Because of Haiti’s proximity to the US—it’s only about a 90-minute flight from Miami—I had the privilege of visiting Missy multiple times during our two-year adoption process. Unlike some of my friends who’ve adopted from distant countries like China, Africa, or Russia, and didn’t get to meet their kids until they traveled to their birth country to bring them home at the very end of the adoption process, Missy and I had the opportunity to spend two, three and even four days at a time together before our adoption was finalized. She’d even gotten into the habit of calling me “mama blan” (which means white mama in Creole), but since she associated me with short visits and presents, I think what she really meant by mama was “Santa with wider hips!” And since we had the blessing of establishing some semblance of relationship over the twenty-four months prior to April 14, 2014, I wasn’t expecting such a huge shift to take place in my heart on our “Gotcha Day” (the day she actually came home to Tennessee). I mean, I knew that finally getting to bring her home was going to be significant . . . I just didn’t know it was going to be seismic.
I can remember almost every detail of that day. The way she grabbed my hand and her eyes got really wide when the plane began to taxi toward takeoff in Port-au-Prince. The relief that washed over me when we stepped off the plane in Miami, on US soil for the first time. The way she giggled and wiggled in the long line at Customs. The peace that kept me grounded while it was taking so long for our paperwork to get processed in the Homeland Security and Immigration office that it looked like we were going to miss our connecting flight home to Nashville. The way she fell asleep on my lap once we finally made it on board and got settled into the back of that tiny plane. I can vividly remember the way we could hear our welcome home crowd cheering after we got off the plane in Nashville and began to walk toward baggage claim. We could hear them long before we could see them! I remember the way a famous country music star walking near us arrogantly assumed the boisterous crowd was cheering for him only to be shocked when they completely ignored him and his entourage because they only had eyes for a sweaty middle-aged mom and her newly adopted four-year-old.

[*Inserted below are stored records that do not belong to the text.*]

PR #2173, opened 2021-01-14
Add document caching interface - IDocumentCache

Shane32:
| Introspection |      False | 1,137.269 us | 6.0073 us | 5.6192 us | 115.2344 | 39.0625 |     - | 713.35 KB |
|          Hero |      False |    17.480 us | 0.1275 us | 0.1193 us |   1.5564 |       - |     - |   9.59 KB |
| Introspection |       True |   878.678 us | 4.5961 us | 4.2992 us | 109.3750 | 37.1094 |     - | 673.33 KB |
|          Hero |       True |     4.098 us | 0.0273 us | 0.0256 us |   0.7858 |       - |     - |   4.85 KB |

@sungam3r  Thoughts? Document caching can of course be implemented as a wrapper around one or a pair of document executors. But this is cleaner. I'm thinking:
* If pre-compiling execution nodes (#2016) is going to help, which I think it will, it will help notably more if document caching is used. So if we want to implement caching, I'd do that first.
* Once the parser is updated, it will reduce the improvement with caching. So I'd like to see the results after that PR is merged.

For my own use, I know that all queries are going to hit the cache, since there is a fixed set of queries coming from the front end code.  However, others that are exposing a graphql endpoint to the public may not find a cache to be helpful, and would probably reduce performance.  So caching defaults to disabled.


src/GraphQL/Execution/DocumentExecuter.cs
```diff
@@ -74,11 +89,23 @@ public virtual async Task<ExecutionResult> ExecuteAsync(ExecutionOptions options
...
 
                 var document = options.Document;
+                bool saveInCache = false;
+                bool analyzeComplexity = true;
+                var validationRules = options.ValidationRules;
                 using (metrics.Subject("document", "Building document"))
                 {
+                    if (document == null && _documentCache != null && (document = _documentCache[options.Query]) != null)
+                    {
+                        // none of the default validation rules are dependent on the inputs, and the
```
sungam3r, line 99:
```suggestion
                        // none of the default validation rules yet are dependent on the inputs, and the
```

src/GraphQL/Execution/DocumentExecuter.cs
```diff
@@ -74,11 +89,23 @@ public virtual async Task<ExecutionResult> ExecuteAsync(ExecutionOptions options
                 }
 
                 var document = options.Document;
+                bool saveInCache = false;
+                bool analyzeComplexity = true;
+                var validationRules = options.ValidationRules;
                 using (metrics.Subject("document", "Building document"))
```
sungam3r, line 95: The line `  using (metrics.Subject("document", "Analyzing complexity"))` now is under `if analyzeComplexity` condition. Should it be done for `using (metrics.Subject("document", "Building document"))` ?

Shane32: I was thinking about that also. Either way is fine to me. Since the old behavior when supplying options.Document still logged the metric, I left it that way. There certainly is a very little time required for the dictionary lookup so maybe it should stay this way. What do you suggest?

src/GraphQL/Caching/DocumentCache.cs
```diff
@@ -0,0 +1,87 @@
...
+using System.Collections.Concurrent;
+using System.Linq;
+using GraphQL.Language.AST;
+
+namespace GraphQL.Caching
+{
+    /// <summary>
+    /// The default implementation of a document cache, limited by a configured amount of memory.
+    /// </summary>
+    public class DocumentCache : IDocumentCache
```
sungam3r, line 11: I don't think it makes sense to invent your own implementations. It is enough to delegate all the work to `IMemoryCache`. It will be easier, less error prone and more customizable. I suggest to use 
```c#
public sealed class DefaultDocumentCache : IDocumentCache
{
  public Document this[string query] { get => null; } { set => { } }
}
```
and get rid of some null checks in `DocumentExecuter` and alse pass `new DefaultDocumentCache()` into `DocumentExecuter` ctor (or even static single instance since default impl is stateless), not null + change ` _documentCache = documentCache;` to ` _documentCache = documentCache ?? throw new ArgumentNullException(nameof(documentCache));;

sungam3r: Of course `MemoryDocumentCache` should be placed in new project since it depends on custom implementation from `Microsoft.Extensions.Caching.Memory`

src/GraphQL/Execution/DocumentExecuter.cs
sungam3r: OK. Let's keep it as is since dictionary lookup is in fact some arbitrary code and in case of distributed dictionary (Redis, etc.) it _may_ run indefinitely long.

src/GraphQL/Caching/DocumentCache.cs
Shane32: There’s no dependency on caching right now, is there? It seems a shame to add another dependency for such a simple implementation.

Another idea: We could move the caching implementation to a separate library and add a dependency there. 

I’ll make all the rest of your suggestions.

sungam3r: > Another idea: We could move the caching implementation to a separate library and add a dependency there.

That's what I wanted.

sungam3r: And _default_ implementation is just "No caching".

sungam3r:
> @sungam3r Thoughts?

I think this is the right direction. Caching is disabled by default and does not consume resources. It will be easy to enable + we will provide an implementation of in-memory caching in a new project. I suggest `GraphQL.MemoryCache`.

docs2/site/docs/migrations/migration4.md
```diff
@@ -4,6 +4,7 @@
 
 * Extension methods to configure authorization requirements for GraphQL elements: types, fields, schema.
 * New property `GraphQL.Introspection.ISchemaComparer ISchema.Comparer { get; set; }`
+* Document caching supported via `IDocumentCache` and a default implementation within `DocumentCache`.
```
sungam3r, line 7:
```suggestion
* Document caching supported via `IDocumentCache` and a default implementation within `DefaultDocumentCache`.
```

sungam3r (changes requested):
LGTM except `MemoryDocumentCache` naive implementation. I repeat that I see no point in its existence as it is now. I would not like to maintain such code. In addition, if I need to use the cache, then I will 100% use the implementation that works through `IMemoryCache`. It has many more options https://docs.microsoft.com/en-us/dotnet/api/microsoft.extensions.caching.memory.memorycacheentryoptions?view=dotnet-plat-ext-3.1, is time-tested and is better integrated into the NET Core.

src/GraphQL.MemoryCache/GraphQL.MemoryCache.csproj
```diff
@@ -0,0 +1,17 @@
+<Project Sdk="Microsoft.NET.Sdk">
+
+  <PropertyGroup>
+    <TargetFramework>netstandard2.0</TargetFramework>
+    <Description>GraphQL memory cache implementation on top of Microsoft.Extensions.Caching.Memory</Description>
+    <PackageTags>GraphQL;json;api;subscriptions</PackageTags>
```
sungam3r, line 6:
```suggestion
    <PackageTags>GraphQL;memory</PackageTags>
```

src/GraphQL.MemoryCache/GraphQL.MemoryCache.csproj
```diff
@@ -0,0 +1,17 @@
...
+  </PropertyGroup>
+
+  <ItemGroup>
+    <ProjectReference Include="..\GraphQL\GraphQL.csproj" />
+  </ItemGroup>
+
+  <ItemGroup>
+    <PackageReference Include="Microsoft.Extensions.Caching.Memory" Version="3.1.11" />
```
sungam3r, line 14:
```suggestion
    <PackageReference Include="Microsoft.Extensions.Caching.Memory" Version="3.1.0" />
```

src/GraphQL.MemoryCache/MemoryDocumentCache.cs
```diff
@@ -0,0 +1,58 @@
...
+            set => _memoryCache.Set(query ?? throw new ArgumentNullException(nameof(query)), value, new MemoryCacheEntryOptions { SlidingExpiration = _slidingExpiration, Size = query.Length });
+        }
+
+        /// <inheritdoc/>
+        public void Dispose()
+        {
+            _memoryCache.Dispose();
+        }
+    }
+
```
sungam3r, line 57:
```suggestion
```

src/GraphQL.MemoryCache/MemoryDocumentCache.cs
```diff
@@ -0,0 +1,58 @@
...
+    {
+        private readonly MemoryCache _memoryCache;
+        private readonly TimeSpan _slidingExpiration;
+
+        /// <summary>
+        /// Initializes a new instance with the specified parameters.
+        /// </summary>
+        /// <param name="maxTotalQueryLength">The total length of all queries cached in this instance. Assume maximum memory used is about 10x this value. Will not cache queries larger than 1/3 of this value. During cache compression, reduces cache size by 1/3 of this value.</param>
+        /// <param name="slidingExpiration">The maximum lifetime of queries cached within this instance.</param>
+        public MemoryDocumentCache(int maxTotalQueryLength, TimeSpan slidingExpiration)
```
sungam3r, line 21:
```suggestion
        public MemoryDocumentCache(IMemoryCache cache, MemoryDocumentCacheOptions options)
```

`IMemoryCache` is external (not owned) dependency. In fact it can be even distributed cache.

So `Dispose` method is not needed.

src/GraphQL/Caching/DocumentCache.cs
Shane32: Done

src/GraphQL.MemoryCache/MemoryDocumentCache.cs
Shane32: A distributed cache cannot contain managed instances of classes, so deserialization is necessary.  At that point we might as well deserialize the query and save the slow network calls!  It certainly would be faster.  Besides, a distributed cache would not implement `IMemoryCache`; it would implement `IDistributedCache`.

https://docs.microsoft.com/en-us/dotnet/api/microsoft.extensions.caching.distributed.idistributedcache?view=dotnet-plat-ext-5.0

sungam3r: I said wrong, forget about `IDistributedCache`. My idea is about taking `IMemoryCache` as dependency so allowing _DI-friendly_ style.

Shane32: The challenging thing about sharing a `IMemoryCache` instance, besides the fact that there can be key collisions, is that the size parameter of entries relates only to how the cache was initialized.  For instance, here the number of bytes allocated is about 10x larger than the value provided to `Size`, due to the amount of memory consumed by the AST copy of the query.  Other users of a cache may use a `Size` value as a simple object counter (all entries have a `Size` of 1).  And other users may have a `Size` value that relates closely to the amount of memory required.  So typically `IMemoryCache` instances are not shared unless the `Size` parameter is not used (which is not recommended due to easy abuse by DOS attacks).

Finally, dictionary lookups should be faster with a private memory cache versus a shared one.  I really don't see a reason to allow an external `IMemoryCache`.  I can add a protected constructor in case someone wants to customize behavior.

sungam3r: Well...OK, then let's do that:
```c#
 public class MemoryDocumentCacheOptions : MemoryCacheOptions, IOptions<MemoryDocumentCacheOptions>
        {
            public TimeSpan SlidingExpiration { get; set; }

            MemoryDocumentCacheOptions IOptions<MemoryDocumentCacheOptions>.Value => this;
        }

        public MemoryDocumentCache(MemoryDocumentCacheOptions options) { }

        public MemoryDocumentCache(IOptions<MemoryDocumentCacheOptions> options) { }
```

to be DI-friendly and resistant to adding new options.

Shane32: I'm in the middle of a sample; take a look first; hold on a sec, ok?

sungam3r: 👍

Shane32: Ok I just pushed some protected members.  Take a look first ok?

Shane32: > I said wrong, forget about `IDistributedCache`. My idea is about taking `IMemoryCache` as dependency so allowing _DI-friendly_ style.

So I think you're suggesting we move the required options to a new options class so it's DI friendly.  That makes sense.

sungam3r: Yes. I would like to keep `GetMemoryCacheEntryOptions` method but remove all protected ctors in favor of ` public MemoryDocumentCache(IOptions<MemoryDocumentCacheOptions> options) { }` since this one ctor covers all cases.

Shane32: Ok, options class done.  We can change the additional constructors to `private`, or leave them `public`.  There's also the `protected` members if someone wants to customize behavior further.

Shane32: > Yes. I would like to keep `GetMemoryCacheEntryOptions` method but remove all protected ctors in favor of ` public MemoryDocumentCache(IOptions<MemoryDocumentCacheOptions> options) { }` since this one ctor covers all cases.

I will remove the other `public` constructors then, leaving the `protected` constructors, as they are necessary to override behavior.

src/GraphQL.MemoryCache/MemoryDocumentCacheOptions.cs
```diff
@@ -0,0 +1,24 @@
+using System;
+using Microsoft.Extensions.Options;
+
+namespace GraphQL.Caching
+{
+    /// <summary>
+    /// Provides configuration options for <see cref="MemoryDocumentCache"/>
```
sungam3r, line 7:
```suggestion
    /// Provides configuration options for <see cref="MemoryDocumentCache"/>.
```

src/GraphQL.MemoryCache/MemoryDocumentCache.cs
```diff
@@ -0,0 +1,88 @@
...
+                slidingExpiration)
+        {
+        }
+
+        /// <summary>
+        /// Initializes a new instance with the specified parameters.
+        /// </summary>
+        /// <param name="options">The memory cache configuration settings. Note that the <see cref="MemoryCacheOptions.SizeLimit"/> field is required.</param>
+        /// <param name="slidingExpiration">The maximum lifetime of queries cached within this instance.</param>
+        public MemoryDocumentCache(IOptions<MemoryCacheOptions> options, TimeSpan slidingExpiration)
```
sungam3r, line 44: ?

`MemoryDocumentCacheOptions` already has `SlidingExpiration` property.

src/GraphQL.MemoryCache/MemoryDocumentCache.cs
```diff
@@ -0,0 +1,88 @@
...
+
+namespace GraphQL.Caching
+{
+    /// <summary>
+    /// A basic implementation of a document cache, limited by a configured amount of memory.
+    /// </summary>
+    public class MemoryDocumentCache : IDocumentCache, IDisposable
+    {
+        private readonly IMemoryCache _memoryCache;
+        private readonly TimeSpan _slidingExpiration;
```
sungam3r, line 14:
```suggestion
        private readonly MemoryDocumentCacheOptions _options;
```

```c#
   public MemoryDocumentCache(IOptions<MemoryDocumentCacheOptions> options)
   { 
        _options = options.Value;
   }
```

src/GraphQL.MemoryCache/MemoryDocumentCache.cs
Shane32: Done.  I could remove the `protected` members also, but they shouldn't hurt anything.

src/GraphQL.MemoryCache/MemoryDocumentCache.cs
Shane32: Updated

docs2/site/docs/migrations/migration4.md
```diff
@@ -4,6 +4,7 @@
 
 * Extension methods to configure authorization requirements for GraphQL elements: types, fields, schema.
 * New property `GraphQL.Introspection.ISchemaComparer ISchema.Comparer { get; set; }`
+* Document caching supported via `IDocumentCache` and a default implementation within `DefaultDocumentCache`.
```
Shane32, line 7:
```suggestion
* Document caching supported via `IDocumentCache` and a default implementation within `DefaultDocumentCache`.
  Within the `GraphQL.Caching` nuget package, a memory-backed implementation is available which is backed by `Microsoft.Extensions.Caching.Memory.IMemoryCache`.
```

src/GraphQL.MemoryCache/MemoryDocumentCacheOptions.cs
```diff
@@ -0,0 +1,24 @@
...
+{
+    /// <summary>
+    /// Provides configuration options for <see cref="MemoryDocumentCache"/>.
+    /// </summary>
+    public class MemoryDocumentCacheOptions : IOptions<MemoryDocumentCacheOptions>
+    {
+        /// <summary>
+        /// The maximum total length of all queries cached. Assume maximum memory used is about 10x this value.
+        /// </summary>
+        public int MaxTotalQueryLength { get; set; }
```
sungam3r, line 14: It is always encouraged to give some meaningful defaults to all options. I suggest `100;` for `MaxTotalQueryLength` and `TimeSpan.FromMinutes(10)` for `SlidingExpiration`. The default configuration is currently broken.

sungam3r, line 14:
```suggestion
        public long? MaxTotalQueryLength { get; set; }
```

By the way, `MemoryCacheOptions.SizeLimit` is nullable long.

Shane32: I know

Shane32: Setting the value to null will crash the code when attempting to add an entry with a `Size` value.  Not really sure what value there is to allowing a cache over 20GB.

Shane32: Fine, but 100 ? An introspection query is 1.3kb.  The kitchensink query is 800 bytes.  I would have to say that it is not meaningful if set to 100.  Perhaps 100,000?

sungam3r: Then why to limit it to not nullable int ?
`MemoryCacheOptions.SlidingExpiration` is also nullable which means that all checks in the ctor are not needed.

sungam3r: What if someone wants to have a cache without size limit and no expiration?

Shane32: Making `SlidingExpiration` nullable makes sense.

Shane32: We can set the both to nullable, but the default options would then result in a cache without limit whose entries are never removed from the cache.

Shane32: I think we should force people to set a size limit.  Do you not agree?  They can always derive from the class for unique situations, utilizing the protected members.

sungam3r: > Setting the value to null will crash the code when attempting to add an entry with a Size value.

?

sungam3r: > I think we should force people to set a size limit. Do you not agree? They can always derive from the class for unique situations, utilizing the protected members.

I do not agree. We **should not** force to derive from our base class just in case of allowing some option. We **should** provide good defaults.

sungam3r: Any value != `null` suits me.

Shane32: I could be wrong...

src/GraphQL.Tests/Caching/MemoryCacheTests.cs
```diff
@@ -0,0 +1,21 @@
...
+namespace GraphQL.Tests.Caching
+{
+    public class MemoryCacheTests
+    {
+        [Fact]
+        public void ValidateEntryIsCached()
+        {
+            var doc = new Document();
+            var query = "test";
+            var memoryCache = new MemoryDocumentCache(new MemoryDocumentCacheOptions);
```
sungam3r, line 15:
```suggestion
            var memoryCache = new MemoryDocumentCache(new MemoryDocumentCacheOptions());
```

src/GraphQL.MemoryCache/MemoryDocumentCacheOptions.cs
```diff
@@ -0,0 +1,24 @@
...
+{
+    /// <summary>
+    /// Provides configuration options for <see cref="MemoryDocumentCache"/>.
+    /// </summary>
+    public class MemoryDocumentCacheOptions : IOptions<MemoryDocumentCacheOptions>
+    {
+        /// <summary>
+        /// The maximum total length of all queries cached. Assume maximum memory used is about 10x this value.
+        /// </summary>
+        public long MaxTotalQueryLength { get; set; } = 100000;
```
sungam3r, line 14:
```suggestion
        public long? MaxTotalQueryLength { get; set; } = 100000;
```

src/GraphQL.MemoryCache/MemoryDocumentCacheOptions.cs
```diff
@@ -0,0 +1,24 @@
...
+
+namespace GraphQL.Caching
+{
+    /// <summary>
+    /// Provides configuration options for <see cref="MemoryDocumentCache"/>.
+    /// </summary>
+    public class MemoryDocumentCacheOptions : IOptions<MemoryDocumentCacheOptions>
+    {
+        /// <summary>
+        /// The maximum total length of all queries cached. Assume maximum memory used is about 10x this value.
```
sungam3r, line 12:
```suggestion
        /// The maximum total length of all queries cached. Assume maximum memory used is about 10x this value. Defaults to 100000.
```

src/GraphQL.MemoryCache/MemoryDocumentCacheOptions.cs
Shane32: Ok

Shane32: > What if someone wants to have a cache without size limit and no expiration?

Presumably they will crash their computer.

src/GraphQL.MemoryCache/MemoryDocumentCache.cs
```diff
@@ -0,0 +1,71 @@
...
+    /// </summary>
+    public class MemoryDocumentCache : IDocumentCache, IDisposable
+    {
+        private readonly IMemoryCache _memoryCache;
+        private readonly MemoryDocumentCacheOptions _options;
+
+        /// <summary>
+        /// Initializes a new instance with the default options: 100,000 maximum total query size and no expiration time.
+        /// </summary>
+        public MemoryDocumentCache()
```
sungam3r, line 19: 👍 I was already ready to write this with another comment.

src/GraphQL.MemoryCache/MemoryDocumentCache.cs
```diff
@@ -0,0 +1,71 @@
...
+
+        /// <summary>
+        /// Initializes a new instance with the specified memory cache and sliding expiration time period.
+        /// Note that by overriding <see cref="GetMemoryCacheEntryOptions(string)"/>, the sliding expiration
+        /// time specified within <paramref name="options"/> can be ignored.
+        /// </summary>
+        protected MemoryDocumentCache(IMemoryCache memoryCache, IOptions<MemoryDocumentCacheOptions> options)
+        {
+            _memoryCache = memoryCache ?? throw new ArgumentNullException(nameof(memoryCache));
+            _options = options?.Value;
```
sungam3r, line 43:
```suggestion
            _options = options?.Value ?? throw new ArgumentNullException(nameof(options));;
```

Shane32: Options is not necessary if they are overriding `GetMemoryCacheEntryOptions`

src/GraphQL.MemoryCache/MemoryDocumentCache.cs
```diff
@@ -0,0 +1,71 @@
...
+        {
+        }
+
+        /// <summary>
+        /// Initializes a new instance with the specified options.
+        /// </summary>
+        /// <param name="options">A value containing the <see cref="MemoryDocumentCacheOptions"/> to use.</param>
+        public MemoryDocumentCache(IOptions<MemoryDocumentCacheOptions> options)
+            : this(
+                new MemoryCache(new MemoryCacheOptions { SizeLimit = options.Value.MaxTotalQueryLength }),
```
sungam3r, line 30:
```suggestion
                new MemoryCache(options),
```

Shane32: These are not the same class.

src/GraphQL.MemoryCache/MemoryDocumentCache.cs
```diff
@@ -0,0 +1,71 @@
...
+            get => _memoryCache.TryGetValue<Document>(query, out var value) ? value : null;
+            set => _memoryCache.Set(query ?? throw new ArgumentNullException(nameof(query)), value, GetMemoryCacheEntryOptions(query));
+        }
+
+        /// <summary>
+        /// Disposes of the underlying <see cref="IMemoryCache"/> instance.
+        /// </summary>
+        public virtual void Dispose()
+        {
+            _memoryCache.Dispose();
```
sungam3r, line 68:
```suggestion
            if (_owned)
                _memoryCache.Dispose();
```

```c#
private readonly bool _owned;
```
\+ set `_owned` to `true/false` in appropriate ctors.

src/GraphQL.MemoryCache/MemoryDocumentCacheOptions.cs
sungam3r: Well, so be it.

src/GraphQL.MemoryCache/MemoryDocumentCache.cs
sungam3r: Yeah, OK.

src/GraphQL.MemoryCache/MemoryDocumentCache.cs
Shane32: This is not typical for .NET.  For example, `StreamWriter`'s `Dispose` method disposes of it's underlying `Stream` regardless of whether it was constructed with a `Stream` or a `string`.  If the user does not want the underlying object disposed, they should not call `Dispose` on this object.

src/GraphQL.MemoryCache/MemoryDocumentCache.cs
sungam3r: But....

```c#
 _options = options?.Value ?? (GetType() == typeof(MemoryDocumentCache) ? null : throw new ArgumentNullException(nameof(options)));
```
😄

src/GraphQL.MemoryCache/MemoryDocumentCache.cs
Shane32: (I don't disagree with your logic, but it doesn't match the .NET standard.)

src/GraphQL.MemoryCache/MemoryDocumentCache.cs
sungam3r: https://github.com/graphql-dotnet/graphql-dotnet/pull/2173#discussion_r557690734
изображение

I didn't even notice 😄

Shane32: We can..... but members are not virtual so we cannot override `SizeLimit` with a meaningful xml comment.

Personally I don't like inheriting option classes.  It caused problems in the serialization libraries here for the same reason.

Do you want to add a `MemoryCacheOptions` property?

Shane32: I really don't care much but it's just a bad design in my opinion.

src/GraphQL.MemoryCache/MemoryDocumentCache.cs
sungam3r: >  If the user does not want the underlying object disposed, they should not call Dispose on this object.

😕 This question is outside the scope of his desires when it comes to work within the DI-container. Imagine that `DocumentCache` is configured like scoped/transient. Then after some request `DocumentCache.Dispose()` kills `IMemoryCache` dependency configured as singleton and oooooops.

Shane32: I understand the problems with that design in those circumstances (typically the scope would be the same, of course).  I am stating that it is not the .NET standard that programmers are accustomed to.  We have to deviate off from the standard if we implement the change.

sungam3r: Example with `StreamWriter` is bad example. The base rule is `DO NOT DISPOSE OBJECTS WHICH YOU DIDN'T CREATE` and it works in the vast majority of cases, especially in the realities of modern .NET Core apps, when 99% of apps use DI.

Shane32: Do you think this change is worth breaking the well-developed .NET standard for how Dispose works here?

Shane32: Are you saying that the example is bad or `StreamWriter` is bad?  I use `StreamWriter` all the time.  And I agree that it's a flawed design.

Shane32: If you say that we should break off from the standard, I'll make the change.  I don't have a problem changing it.

Shane32: Since the constructor in question is protected, it is very likely that it IS owned.  So I will add an argument to the constructor as well.

sungam3r: >  well-developed .NET standard for how Dispose works

Shane32: However `StreamWriter` was written. I do not know if it is documented.  It just "is".

sungam3r: > Are you saying that the example is bad or StreamWriter is bad? 

`StreamWriter` design _was_ bad. So one day MS team added one more overload to mitigate this https://stackoverflow.com/questions/2666888/is-there-any-way-to-close-a-streamwriter-without-closing-its-basestream

And since `StreamWriter` is bad then example based on it is bad too...

Shane32: Never said it wasn't.

src/GraphQL.MemoryCache/MemoryDocumentCache.cs
sungam3r: >  so we cannot override SizeLimit with a meaningful xml comment.

No problem.

>  It caused problems in the serialization libraries here for the same reason.

What problems? I suggested inheriting because only one new property actually needed - SlidingExpiration. This property already exists on the `CacheEntry` level but we "pick it up" to ctor options level so we can access it from `GetMemoryCacheEntryOptions`.

src/GraphQL.MemoryCache/MemoryDocumentCache.cs
sungam3r: Then I don't understand the point of giving a bad design counter-argument that itself uses bad design. Well, or I translated something wrong.

src/GraphQL.MemoryCache/MemoryDocumentCacheOptions.cs
```diff
@@ -0,0 +1,29 @@
...
+namespace GraphQL.Caching
+{
+    /// <summary>
+    /// Provides configuration options for <see cref="MemoryDocumentCache"/>.
+    /// </summary>
+    public class MemoryDocumentCacheOptions : MemoryCacheOptions, IOptions<MemoryDocumentCacheOptions>
+    {
+        public MemoryDocumentCacheOptions()
+        {
+            SizeLimit = 100000;
```
sungam3r, line 14: `SizeLimit` and `MaxTotalQueryLength` both means the same. When I showed my example at the very beginning of the review, I had it in mind even then, just then I didn't notice that inheritance was lost.

src/GraphQL.MemoryCache/MemoryDocumentCache.cs
```diff
@@ -0,0 +1,75 @@
...
+
+        /// <summary>
+        /// Initializes a new instance with the specified memory cache and sliding expiration time period.
+        /// Note that by overriding <see cref="GetMemoryCacheEntryOptions(string)"/>, the sliding expiration
+        /// time specified within <paramref name="options"/> can be ignored.
+        /// </summary>
+        /// <param name="memoryCache">The memory cache instance to use.</param>
+        /// <param name="disposeMemoryCache">Indicates if the memory cache is disposed when this instance is disposed.</param>
+        /// <param name="options">Provides option values for use by <see cref="GetMemoryCacheEntryOptions(string)"/>; optional.</param>
+        protected MemoryDocumentCache(IMemoryCache memoryCache, bool disposeMemoryCache, IOptions<MemoryDocumentCacheOptions> options)
```
sungam3r, line 45: Not DI-friendly but it's OK since we force user to write descendant with appropriate ctor.

src/GraphQL.MemoryCache/MemoryDocumentCache.cs
Shane32: > No problem.

?

sungam3r: I mean that the inability to write a comment should not be an obstacle to avoiding duplicate meaning of options. These are not new options, but an extension of existing ones. We could use `MemoryCacheOptions` directly if not `SlidingExpiration` setting.

src/GraphQL.Tests/Caching/MemoryCacheTests.cs
```diff
@@ -0,0 +1,21 @@
...
+namespace GraphQL.Tests.Caching
+{
+    public class MemoryCacheTests
+    {
+        [Fact]
+        public void ValidateEntryIsCached()
+        {
+            var doc = new Document();
+            var query = "test";
+            var memoryCache = new MemoryDocumentCache(new MemoryDocumentCacheOptions());
```
Shane32, line 15:
```suggestion
            var memoryCache = new MemoryDocumentCache();
```

src/GraphQL.Benchmarks/Benchmarks/ExecutionBenchmark.cs
```diff
@@ -34,6 +39,7 @@ public void GlobalSetup()
             _schema = _provider.GetRequiredService<ISchema>();
             _schema.Initialize();
             _executer = new DocumentExecuter();
+            _cachedExecuter = new DocumentExecuter(new GraphQLDocumentBuilder(), new DocumentValidator(), new ComplexityAnalyzer(), new MemoryDocumentCache(new MemoryDocumentCacheOptions()));
```
Shane32, line 42:
```suggestion
            _cachedExecuter = new DocumentExecuter(new GraphQLDocumentBuilder(), new DocumentValidator(), new ComplexityAnalyzer(), new MemoryDocumentCache());
```

src/GraphQL.MemoryCache/MemoryDocumentCache.cs
```diff
@@ -0,0 +1,77 @@
...
+        {
+            _memoryCache = memoryCache ?? throw new ArgumentNullException(nameof(memoryCache));
+            _options = options?.Value;
+            _memoryCacheIsOwned = disposeMemoryCache;
+        }
+
+        /// <summary>
+        /// Returns a <see cref="MemoryCacheEntryOptions"/> instance for the specified query.
+        /// Defaults to setting the <see cref="MemoryCacheEntryOptions.SlidingExpiration"/> value as specified
+        /// in the constructor, and the <see cref="MemoryCacheEntryOptions.Size"/> value to the length of the query.
```
sungam3r, line 57:
```suggestion
        /// in options, and the <see cref="MemoryCacheEntryOptions.Size"/> value to the length of the query.
```

src/GraphQL.MemoryCache/MemoryDocumentCache.cs
```diff
@@ -0,0 +1,77 @@
...
+        public MemoryDocumentCache(IOptions<MemoryDocumentCacheOptions> options)
+            : this(
+                new MemoryCache(options),
+                true,
+                options)
+        {
+        }
+
+        /// <summary>
+        /// Initializes a new instance with the specified memory cache and sliding expiration time period.
```
sungam3r, line 40:
```suggestion
        /// Initializes a new instance with the specified memory cache and options.
```

sungam3r:
Just two little edits in comments and this PR looks perfect to me.

sungam3r:
Feel free to merge if suggestions are good. I'm done for today. The time budget is limited and today it was spent on this PR, I will look at #2165 tomorrow.

sungam3r (approved):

But what I remember most—the memory that’s the absolute highlight in an entire day of highlights—is the way I felt that first night at home, sitting on the bed next to her after she’d fallen asleep from sheer exhaustion. I remember being so overwhelmed with love for this little thirty-four-pound peanut that I had the literal, physical sensation of my chest expanding. The feelings of love and joy and gratitude and fulfillment were so big and so visceral, I felt like my ribs had to move over and make room.
I realized later that our first night at home was the first time there was no barrier between us. No reality that I had to leave her in the orphanage and fly back to America. No potential of yet another adoption delay. Nobody translating English to her or Creole to me. No lost Internet connection. Not even a dear friend holding a welcome sign or fervently praying. It was just the two of us. That’s when the profound gift of parenthood matured from conceptual to concrete. From my longing for a child to a little girl under a Pottery Barn duvet whose eyelids fluttered while she dreamed and beautiful brown skin that smelled like cinnamon and coffee. Watching my daughter sleep that first night is among the purest, truest things I’ve ever experienced.
And Jesus’ incarnation—when He left His celestial home and came to the world He created as God in the flesh—is infinitely better than that first night I experienced with Missy in our home. It’s the moment the barrier between heaven and earth—between God and His people—dissipated. There in the wide-eyed wonder of a teenaged mom named Mary—who had a much more unconventional experience when it came to becoming a mom than I did!—we see the miracle of God with us begin to unfold.
- Do you tend to be more of a concrete thinker or a creative processor?
- How often do you ponder the miracle of an accessible Savior—that we can intimately know Jesus?
- Why do you sometimes forget that there’s no barrier between you and God anymore? How might life be different for you if you approached God with the confidence that there are no more boundaries between the two of you, and that He delights over you, even as you sleep?